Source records

---+---

Issue #864, opened 2021-06-07
Change permalink storing logic


lmacielvieira:
Currently, the permalink generated when sharing a specific annotation saves internally the dsId, settings and annotationsIds. When a dataset is reprocessed, the annotation ids are updated and the permalink info is not enough to rebuild the shared annotation. In order to solve this problem, the permalink logic should change, so that instead of the annotation id, the used ions are saved.

- [ ] Retrieve annotation using the ion formula
- [ ] Build a migration to update the already existing permalinks to the new schema

PR #879, opened 2021-06-16
Change permalink storing logic

lmacielvieira:
### Description

Currently, the permalink generated when sharing a specific annotation saves internally the dsId, settings and annotationsIds. When a dataset is reprocessed, the annotation ids are updated and the permalink info is not enough to rebuild the shared annotation. In order to solve this problem, the permalink logic should change, so that instead of the annotation id, the used ions are saved.

#864 

###### ShareLink
- [x] Saving ions on imageViewerSnapshot create
- [x] Saving dbIds on imageViewerSnapshot create

###### esConnector
- [x] Added esAnnotationByIon to retrieve snapshot annotations by IonFormulas and dbIds

###### imageViewerSnapshot
- [x] Added ionFormulas field
- [x] Added dbIds field
- [x] Created mutation to add ionFormulas and dbId columns to the db and to populate it  according to its annotationsIds

###### imageViewerSnapshotController
- [x] Retrieve snapshot annotations by IonFormulas and dbIds if present
- [x] Retrieve snapshot annotations by annotationId if IonFormulas and dbIds not present

##### Front end
 
- [x] Unit Test
- [ ] e2e Test
 
- [x] Chrome
- [x]  Safari
- [x] sm, md, lg, xl, lg


LachlanStuart (changes requested):
In general looks good. I've left two comments on where the API & DB specification should be improved. I'm marking as "request changes" because the nullable columns in the model/migration need to be fixed before merging, otherwise it will cause headaches because the model & migrations will be out of sync.

PR #897, opened 2021-07-02
Group dataset editing permissions

### LINKED ISSUE #776: Make dataset editable by group
At the moment, editing the dataset (changing metadata, loading optical images, ...) is available only to the owner of the dataset.
Increasingly, there is a need to be able to edit a dataset by multiple users. Alternatively, the following strategy is proposed:

1. All the same, the dataset will have one owner.
2. The owner can "share" the dataset within his own group (primary?) only.
3. Deleting the dataset, as before, will be possible only by the owner.
4. Also make the PI a co-owner (per #693 )

At the frontend level, an action `Share dataset with group` is required.
At the GraphQL level, we will need:
 - a new endpoint that will accept a request from the frontend and change the status of the dataset (an additional column in the table?)
 - additional logic that will check whether the user has permission to edit the dataset, as belonging to the same groups as the owner of the dataset.

LachlanStuart:
Resolves #776 

## Business logic changes
* When a dataset is in a group, other members of the group may edit the dataset
* When a dataset is in a group, the group admins may delete the dataset
* (Not part of the original task) When a dataset is queued/processing, users may edit metadata / delete the dataset
    * This was actually made (mostly) safe a while ago - sm-api uses a dataset lock while re-indexing a dataset in ElasticSearch, so there should be no race conditions when metadata is edited
    * Submitting for reannotation still causes a race condition (annotation jobs may be processed in parallel and will overlap and cause chaos), so I added a new error message to block this case. It's not 100% fool-proof as it relies on client state, but the worst case issue with a race condition is obvious and recoverable

## Code changes
* I refactored a bunch of the dataset permissions functionality, consolidating most checks into `getDatasetForEditing` (the "source of truth" function), with optimized subsets in `canDeleteEsDataset` and `canEditEsDataset` for cases where ElasticSearch's potentially out-of-date data is acceptable (i.e. the datasets list)
* I added some test functions to allow exhaustively testing every type of relationship between two users

## Screenshots
New error when you try to reprocess a queued/annotating dataset
image


metaspace/graphql/src/modules/dataset/operation/publicationChecks.ts
```diff
@@ -1,23 +1,52 @@
...
+const fetchDatasetProjectsInStatus = async(
+  ctx: Context, datasetId: string, statuses: PublicationStatus[]
+): Promise<DatasetProjectModel[]> => {
+  const dataLoader = ctx.contextCacheGet(
+    'fetchDatasetProjectsInStatusDataLoader',
+    [statuses],
+    (statuses) => new DataLoader(
+      (datasetIds: string[]) => fetchDatasetProjectsInStatusUncached(ctx.entityManager, datasetIds, statuses)
+    ))
+  return await dataLoader.load(datasetId)
```
LachlanStuart, line 39: @lmacielvieira Sorry for the commit spam. This cache was the cause of the bug you mentioned yesterday. Previously it was:
```
const dataLoader = ctx.contextCacheGet('findProjectsByDatasetIdDataLoader', [], () => {
```
That cache key `'findProjectsByDatasetIdDataLoader'` was already used in `ProjectSourceRepository.findProjectsByDatasetId`, which caused the cached results (unfiltered projects for the dataset) to be returned by this function, which was interpreted by `isDatasetInPublicationStatus` as meaning there were projects in the review state. 

Additionally, the cache entry wasn't correctly dependent on the `statuses` argument, which would have caused calls with different `statuses` values to share the same cached results.

I also added a comment up above about why `ProjectSourceRepository.findProjectsByDatasetId` wasn't used here, as it wasn't clear to me either and I ended up mistakenly trying to use it a few times before realizing the problems with it.

lmacielvieira (approved):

---+---

Copy out the lines above word for word, stopping after the line containing "- [x] Unit Test".

— Answer to the exercise —
Issue #864, opened 2021-06-07
Change permalink storing logic


lmacielvieira:
Currently, the permalink generated when sharing a specific annotation saves internally the dsId, settings and annotationsIds. When a dataset is reprocessed, the annotation ids are updated and the permalink info is not enough to rebuild the shared annotation. In order to solve this problem, the permalink logic should change, so that instead of the annotation id, the used ions are saved.

- [ ] Retrieve annotation using the ion formula
- [ ] Build a migration to update the already existing permalinks to the new schema

PR #879, opened 2021-06-16
Change permalink storing logic

lmacielvieira:
### Description

Currently, the permalink generated when sharing a specific annotation saves internally the dsId, settings and annotationsIds. When a dataset is reprocessed, the annotation ids are updated and the permalink info is not enough to rebuild the shared annotation. In order to solve this problem, the permalink logic should change, so that instead of the annotation id, the used ions are saved.

#864 

###### ShareLink
- [x] Saving ions on imageViewerSnapshot create
- [x] Saving dbIds on imageViewerSnapshot create

###### esConnector
- [x] Added esAnnotationByIon to retrieve snapshot annotations by IonFormulas and dbIds

###### imageViewerSnapshot
- [x] Added ionFormulas field
- [x] Added dbIds field
- [x] Created mutation to add ionFormulas and dbId columns to the db and to populate it  according to its annotationsIds

###### imageViewerSnapshotController
- [x] Retrieve snapshot annotations by IonFormulas and dbIds if present
- [x] Retrieve snapshot annotations by annotationId if IonFormulas and dbIds not present

##### Front end
 
- [x] Unit Test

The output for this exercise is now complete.